:: DATA

PR #251, opened 2020-09-15
Audio/SAI Redux C++

stephenhensley:
## Summary

Rewrote SAI/Audio with pimpl approach. 

SAI can now be configured with various samplerates (8k, 16k, 32k, 48k, 96k)

Adjusted PLL3P Clock output to be at a high enough rate for all of those samplerates.

Moved the conversion functions (i.e. `s242f()`, etc.) to daisy_core.h instead of daisy.h, and added signed 32 bit conversion functions as well.

SAI can now be used independently without using the `AudioHandle` (if one desires), by passing in buffers, and a User callback. This callback is called directly from the SAI DMA Interrupts, and passes the data as `int32_t` in the bitdepth/format specified by the SAI config.

Previously the Audio handle was actually where nearly all of the audio code was. Now it's essentially a wrapper around the SAI that provides interleaved/non-interleaved callbacks. Not sure if we should leave this separate, or just merge it with the SAI. (Since the actual device driver is now separately configured outside of both of these classes this might just be redundant abstraction).

Given the magnitude of these changes I propose we (finally) begin to version libdaisy. So those concerned with backward compatibility or breaking changes can be aware if/when they occur.

## In Progress

* [x] Multi-codec operation still hasn't been added back in (so the patch examples will only be the first two channels right now.
* [x] DaisySeed interface should allow configuration for setting the samplerate/blocksize since that can only be set at Init time.
* [x] Changing Callbacks while running should still be possible without having to stop/start the DMA as it will be just a function pointer change. The functions just need to be implemented.
* [x] Checks for max block size, etc. in Audio Init

## Impact on Examples/Existing Code

This should not break compatibility with previous code that used the DaisySeed, or other breakout board APIs. However, code that did not use that level of abstraction will require some adjustments to work.

Nearly all examples still build (A few old seed examples that use the `dsy_audio_*` functions need to be adapted)

Multi-Codec support needs to be added for the Patch examples to work correctly again.

DSY_AUDIO_SAMPLE_RATE was removed, and should be deprecated as samplerate can now be configured.

## Other Notes/Issues

The Internal Callback in the AudioHandle class is _very_ long, and adds a lot of potentially unnecessary code size for handling the various possible bit-depths from the SAI. I'm very open to alternatives on handling this.

I hard coded buffers for the Audio handle so that this continues to be easy for beginner users to get audio up and running quickly without them having to configure buffers in the correct RAM section.

Originally, I wanted the Audio Handle to be able to handle the SAI, and Device based on some configuration, but this would require passing in loads of different configs for the various peripherals (sai, gpio, and potentially i2c for certain codecs). So for right now the device should be initialized between the SAI init and the AudioHandle Init.

Protocol/Bitdepth are tied together for now, this could be separated (maybe it should) into separate config options (i.e. bitdepth as-is, and protocol options such as `I2S_STANDARD`, `I2S_MSB_JUSTIFIED`, etc.) I was attempting to provide as much flexibility while still keeping it practical to the expected/common use-cases.

The I2C peripheral uses a global init to configure its software DMA dispatching, but I didn't see this as necessary for the SAI so it was ommited.

Not directly related, but the DMA stream organization is only going to turn into a bigger mess as we add more functionality to libdaisy. This is a better topic for a new github issue, or something, but there is no easy way to tell what streams are for what peripherals, purposes right now without jumping through a bunch of files. Even with only 6 DMA streams set up it's already confusing.


stephenhensley:
@TheSlowGrowth curious on your thoughts on some of this. 😄

andrewikenberry:
[Audio Update (CPP, SampleRates, etc.)](https://trello.com/c/4kIe9a3g/1-audio-update-cpp-samplerates-etc)

PR #253, opened 2020-09-18
Fixed mux'ed ADC readouts being written to the wrong buffer locations

TheSlowGrowth:
Without this commit, I get all sorts of weird readouts from my ADCs. It seems the ADC reads are correct but they end up in seemingly random positions in the buffers. This commit fixes that.

(side note: My setup is this: 6 multiplexers are multiplexing 3 inputs to one adc pin each. All 6 multiplexers are controlled by the same 3 address pins.)

### DIFF
--- a/src/per/adc.cpp
+++ b/src/per/adc.cpp
@@ -133,7 +133,7 @@ struct dsy_adc
     uint16_t mux_index[DSY_ADC_MAX_CHANNELS]; // 0->mux_channels per ADC channel
     // dma buffer ptrs
     uint16_t* dma_buffer;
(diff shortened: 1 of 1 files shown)


stephenhensley:
Fascinating. Interesting that it was such a simple fix.

I can probably get this merged today.

stephenhensley:
Everything builds good, and DaisyField Mux ADCs still test OK.

Looks good!

andrewikenberry:
[Audio Update (CPP, SampleRates, etc.)](https://trello.com/c/4kIe9a3g/1-audio-update-cpp-samplerates-etc)

PR #255, opened 2020-10-10
Improved DrawArc & optimizations

AvAars:
I've been continuing my work on the OLED draw methods, when working on a project I was left unsatisfied with the arc method I ported from the original library. Using approximations gave a jagged result and was a lot (!) slower and uglier than drawing a circle. Especially using animated arcs (peak meters!) were not really up to par.
I have now adjusted the arc method based on the circle method and have changed the circle method to draw a full 360 degree arc, with some optimizations to reduce calculations.
The arc method is even 3 to 4 times faster than the old method in my tests and looks about perfect.

I have also benchmarked some types (int8, int16 and int32, and their unsigned counterparts) and have indeed found that int32 is the fastest (as mentioned in #231) so I worked on that too.
I have currently opted to use the fast versions of (u)int8 and (u)int16 though, to hint at their usable range, but this can easily be changed to normal (unsigned) integers as they all compile down to the same 32 bit integers anyway.

Finally I made the WriteString method take in a const char* to make life a little bit easier (as it shouldn't change any characters anyway).

### DIFF
--- a/src/hid/oled_display.cpp
+++ b/src/hid/oled_display.cpp
@@ -188,7 +188,7 @@ void OledDisplay::Update(void)
     }
 }
 
-void OledDisplay::DrawPixel(uint8_t x, uint8_t y, bool on)
+void OledDisplay::DrawPixel(uint_fast8_t x, uint_fast8_t y, bool on)
 {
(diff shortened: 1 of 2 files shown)


stephenhensley:
Sweet! excited to try to do some more dynamic visualizations and stuff!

::::

Now repeat the data exactly, keeping every line.

▸ ANSWER FOR THE TASK
PR #251, opened 2020-09-15
Audio/SAI Redux C++

stephenhensley:
## Summary

Rewrote SAI/Audio with pimpl approach. 

SAI can now be configured with various samplerates (8k, 16k, 32k, 48k, 96k)

Adjusted PLL3P Clock output to be at a high enough rate for all of those samplerates.

Moved the conversion functions (i.e. `s242f()`, etc.) to daisy_core.h instead of daisy.h, and added signed 32 bit conversion functions as well.

SAI can now be used independently without using the `AudioHandle` (if one desires), by passing in buffers, and a User callback. This callback is called directly from the SAI DMA Interrupts, and passes the data as `int32_t` in the bitdepth/format specified by the SAI config.

Previously the Audio handle was actually where nearly all of the audio code was. Now it's essentially a wrapper around the SAI that provides interleaved/non-interleaved callbacks. Not sure if we should leave this separate, or just merge it with the SAI. (Since the actual device driver is now separately configured outside of both of these classes this might just be redundant abstraction).

Given the magnitude of these changes I propose we (finally) begin to version libdaisy. So those concerned with backward compatibility or breaking changes can be aware if/when they occur.

## In Progress

* [x] Multi-codec operation still hasn't been added back in (so the patch examples will only be the first two channels right now.
* [x] DaisySeed interface should allow configuration for setting the samplerate/blocksize since that can only be set at Init time.
* [x] Changing Callbacks while running should still be possible without having to stop/start the DMA as it will be just a function pointer change. The functions just need to be implemented.
* [x] Checks for max block size, etc. in Audio Init

## Impact on Examples/Existing Code

This should not break compatibility with previous code that used the DaisySeed, or other breakout board APIs. However, code that did not use that level of abstraction will require some adjustments to work.

Nearly all examples still build (A few old seed examples that use the `dsy_audio_*` functions need to be adapted)

Multi-Codec support needs to be added for the Patch examples to work correctly again.

DSY_AUDIO_SAMPLE_RATE was removed, and should be deprecated as samplerate can now be configured.

## Other Notes/Issues

The Internal Callback in the AudioHandle class is _very_ long, and adds a lot of potentially unnecessary code size for handling the various possible bit-depths from the SAI. I'm very open to alternatives on handling this.

I hard coded buffers for the Audio handle so that this continues to be easy for beginner users to get audio up and running quickly without them having to configure buffers in the correct RAM section.

Originally, I wanted the Audio Handle to be able to handle the SAI, and Device based on some configuration, but this would require passing in loads of different configs for the various peripherals (sai, gpio, and potentially i2c for certain codecs). So for right now the device should be initialized between the SAI init and the AudioHandle Init.

Protocol/Bitdepth are tied together for now, this could be separated (maybe it should) into separate config options (i.e. bitdepth as-is, and protocol options such as `I2S_STANDARD`, `I2S_MSB_JUSTIFIED`, etc.) I was attempting to provide as much flexibility while still keeping it practical to the expected/common use-cases.

The I2C peripheral uses a global init to configure its software DMA dispatching, but I didn't see this as necessary for the SAI so it was ommited.

Not directly related, but the DMA stream organization is only going to turn into a bigger mess as we add more functionality to libdaisy. This is a better topic for a new github issue, or something, but there is no easy way to tell what streams are for what peripherals, purposes right now without jumping through a bunch of files. Even with only 6 DMA streams set up it's already confusing.


stephenhensley:
@TheSlowGrowth curious on your thoughts on some of this. 😄

andrewikenberry:
[Audio Update (CPP, SampleRates, etc.)](https://trello.com/c/4kIe9a3g/1-audio-update-cpp-samplerates-etc)

PR #253, opened 2020-09-18
Fixed mux'ed ADC readouts being written to the wrong buffer locations

TheSlowGrowth:
Without this commit, I get all sorts of weird readouts from my ADCs. It seems the ADC reads are correct but they end up in seemingly random positions in the buffers. This commit fixes that.

(side note: My setup is this: 6 multiplexers are multiplexing 3 inputs to one adc pin each. All 6 multiplexers are controlled by the same 3 address pins.)

### DIFF
--- a/src/per/adc.cpp
+++ b/src/per/adc.cpp
@@ -133,7 +133,7 @@ struct dsy_adc
     uint16_t mux_index[DSY_ADC_MAX_CHANNELS]; // 0->mux_channels per ADC channel
     // dma buffer ptrs
     uint16_t* dma_buffer;
(diff shortened: 1 of 1 files shown)


stephenhensley:
Fascinating. Interesting that it was such a simple fix.

I can probably get this merged today.

stephenhensley:
Everything builds good, and DaisyField Mux ADCs still test OK.

Looks good!

andrewikenberry:
[Audio Update (CPP, SampleRates, etc.)](https://trello.com/c/4kIe9a3g/1-audio-update-cpp-samplerates-etc)

PR #255, opened 2020-10-10
Improved DrawArc & optimizations

AvAars:
I've been continuing my work on the OLED draw methods, when working on a project I was left unsatisfied with the arc method I ported from the original library. Using approximations gave a jagged result and was a lot (!) slower and uglier than drawing a circle. Especially using animated arcs (peak meters!) were not really up to par.
I have now adjusted the arc method based on the circle method and have changed the circle method to draw a full 360 degree arc, with some optimizations to reduce calculations.
The arc method is even 3 to 4 times faster than the old method in my tests and looks about perfect.

I have also benchmarked some types (int8, int16 and int32, and their unsigned counterparts) and have indeed found that int32 is the fastest (as mentioned in #231) so I worked on that too.
I have currently opted to use the fast versions of (u)int8 and (u)int16 though, to hint at their usable range, but this can easily be changed to normal (unsigned) integers as they all compile down to the same 32 bit integers anyway.

Finally I made the WriteString method take in a const char* to make life a little bit easier (as it shouldn't change any characters anyway).

### DIFF
--- a/src/hid/oled_display.cpp
+++ b/src/hid/oled_display.cpp
@@ -188,7 +188,7 @@ void OledDisplay::Update(void)
     }
 }
 
-void OledDisplay::DrawPixel(uint8_t x, uint8_t y, bool on)
+void OledDisplay::DrawPixel(uint_fast8_t x, uint_fast8_t y, bool on)
 {
(diff shortened: 1 of 2 files shown)


stephenhensley:
Sweet! excited to try to do some more dynamic visualizations and stuff!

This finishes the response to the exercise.